The NSW Government will renew the Interim Heritage Order on the historic Glenlee property at Boronia Parade, Lugarno for another 12 months.
A Development Application for the property calls for the demolition of the existing cottage and associated outbuildings, and a Torrens Title subdivision of the lot into 31 lots.
The Interim Heritage Order on the property was due to lapse on February 14.
At an extraordinary meeting last night, Georges River Council fully supported protecting Glenlee by the future gazettal of a new Interim Heritage Order to be in place on the site for another 12 months.
The council thanked the Minister for Environment and Heritage, James Griffin for responding to the save Glenlee from development campaign.
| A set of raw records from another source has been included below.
PR #1412, opened 2025-12-03
[AndersenRegionAware] Fix the Mod/Ref set of function calls that might be longjumped out of

### LINKED ISSUE #1400: setjmp/longjmp can cause miscompilation with AAAndersenRegionAware
Seen in the LLVM test suite test `SingleSource/UnitTests/2008-07-13-InlineSetjmp.c`

A minimal reproduction is:
```c
#include <setjmp.h>      
#include <stdio.h>

jmp_buf g;
static int h() {
    longjmp(g,1);
}

static void f(int* x) {
    if (setjmp(g)) // setjmp returns 0 the first time it returns
        return;

    *x = 10;

    // The problem is that this call can not modify a, so is not sequentialized with the above store.
    h();
}

int main() {
    int a = 1;
    f(&a);

    // This is expected to print 10
    printf("%d\n", a);
    return 0;
}
```

The store `*x = 10` has a Mod/Ref set consisting of just `a`, as it it supposed to.

The Mod/Ref set of the `h()` function call does not include `a`, however as `h` only makes an external function call, and external functions are not supposed to be able to modify `a`. We know that `a` is non-reentrant, so any store to `a` that happens within `h()` has to be a new instance of `a`.

The above is all true, but the existence of the `longjmp` causes `h()` to behave in a weird way. The call to `longjmp()` could even be in a different module, so the call to `h()` could really be any external function, that needs to be sequentialized after the store to `a`.

I think we can work around this to keep all modules without explicit `setjmp` calls unaffected.

I guess I should also note that while `setjmp` is rare, this same problem would also be relevant for `try/catch` in C++ if we ever got there.

haved:
Fixes #1400

### DIFF
--- a/jlm/llvm/opt/alias-analyses/RegionAwareModRefSummarizer.cpp
+++ b/jlm/llvm/opt/alias-analyses/RegionAwareModRefSummarizer.cpp
@@ -66,6 +66,7 @@ class RegionAwareModRefSummarizer::Statistics final : public util::Statistics
   static constexpr auto NumSimpleAllocas_ = "#SimpleAllocas";
   static constexpr auto NumNonReentrantAllocas_ = "#NonReentrantAllocas";
   static constexpr auto NumCallGraphSccs_ = "#CallGraphSccs";
+  static constexpr auto NumFunctionsInActiveSetjmp_ = "#FunctionsInActiveSetjmp";
   static constexpr auto NumCallGraphSccsCanCallExternal_ = "#CallGraphSccsCanCallExternal";
 
   static constexpr auto CallGraphTimer_ = "CallGraphTimer";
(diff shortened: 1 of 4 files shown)


phate (approved):

haved:
@phate you are absolutely right, this code is also missing a fix that I discovered because of my test..

jlm/llvm/opt/alias-analyses/RegionAwareModRefSummarizer.cpp
```diff
@@ -546,6 +595,28 @@ CollectLambdaNodes(const rvsdg::RvsdgModule & rvsdgModule)
   return result;
 }
 
+/**
+ * Helper function for checking if the given call is a call to the special setjmp function.
+ * @param callNode the node in question
+ * @return true if the call is a direct call to setjmp, false otherwise
+ */
+static bool
+IsSetjmpCall(const rvsdg::SimpleNode & callNode)
```
phate: Small i at the beginning

jlm/llvm/opt/alias-analyses/RegionAwareModRefSummarizer.hpp
```diff
@@ -109,6 +109,15 @@ class RegionAwareModRefSummarizer final : public ModRefSummarizer
...
   CreateCallGraph(const rvsdg::RvsdgModule & rvsdgModule);
 
+  /**
+   * For each SCC in the call graph, determines if the SCC either contains all external functions,
+   * or can call into external functions, either directly or indirectly.
+   *
+   * @return the number of SCCs that can call external functions
+   */
+  size_t
+  FindSccsThatCanCallExternal();
```
phate: small f

phate (approved):

phate (approved):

The council also acknowledged the advocacy of Oatley MP Mark Coure in the save Glenlee campaign.
And it resolved to provide all assistance necessary for the Minister to achieve listing Glenlee on the State Heritage Register.
Finally the council authorised the council's General Manager to immediately prepare a Planning Proposal to include Glenlee on Schedule 5 of the Georges River Local Environmental Plan 2021.
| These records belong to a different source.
PR #1414, opened 2025-12-05
Improved performance of the NodePullIn optimization

sjalander:
Avoids the use of unordered_set for counting nodes.


phate:
I had an attempt at  refactoring this in #1415

PR #1416, opened 2025-12-07
Remove incorrect JLM_ASSERT in call/lambda entry/exit reductions

phate:


haved:
@phate I agree, this should be (has to be) done by the inlining pass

The recommendation put forward by Councillors Peter Mahoney and Colleen Symington was unanimously adopted by the council.
Georges River Council mayor, Nick Katris described it as a great in for the community of Georges River.
"I want to thank the community for its vigilance throughout the process of Glenlee being registered as a significant heritage site," Cr Katris said.
"Such significant community issues must be treated in a bipartisan manner for the ultimate aim of achieving the goals that are in the best interests of the community," he said.
"I am hoping that this is oe of many future occasions where we will be working together to scure positive outcomes for the community benefit. It was wonderful that we were able to work in unison here."
One hectare of the property is covered by blackbutt eucalypt bushland classed as 'High Ecological Value' which filters stormwater runoff from surrounding streets, and is habitat for swamp wallabies, echidnas and 12 species of threatened wildlife, including eastern ospreys, powerful owls, white-bellied sea eagles and endangered microbats.
An Interim Heritage Order was placed on the property last August and a conciliation hearing has been scheduled for early February.
Georges River Council wrote to the NSW Government requesting an Interim Heritage Order which would stop any potential demolition for 12 months.
The council also decided to write to local MPs seeking State and Federal Government funding to purchase the site which has an estimated cost of $15 million.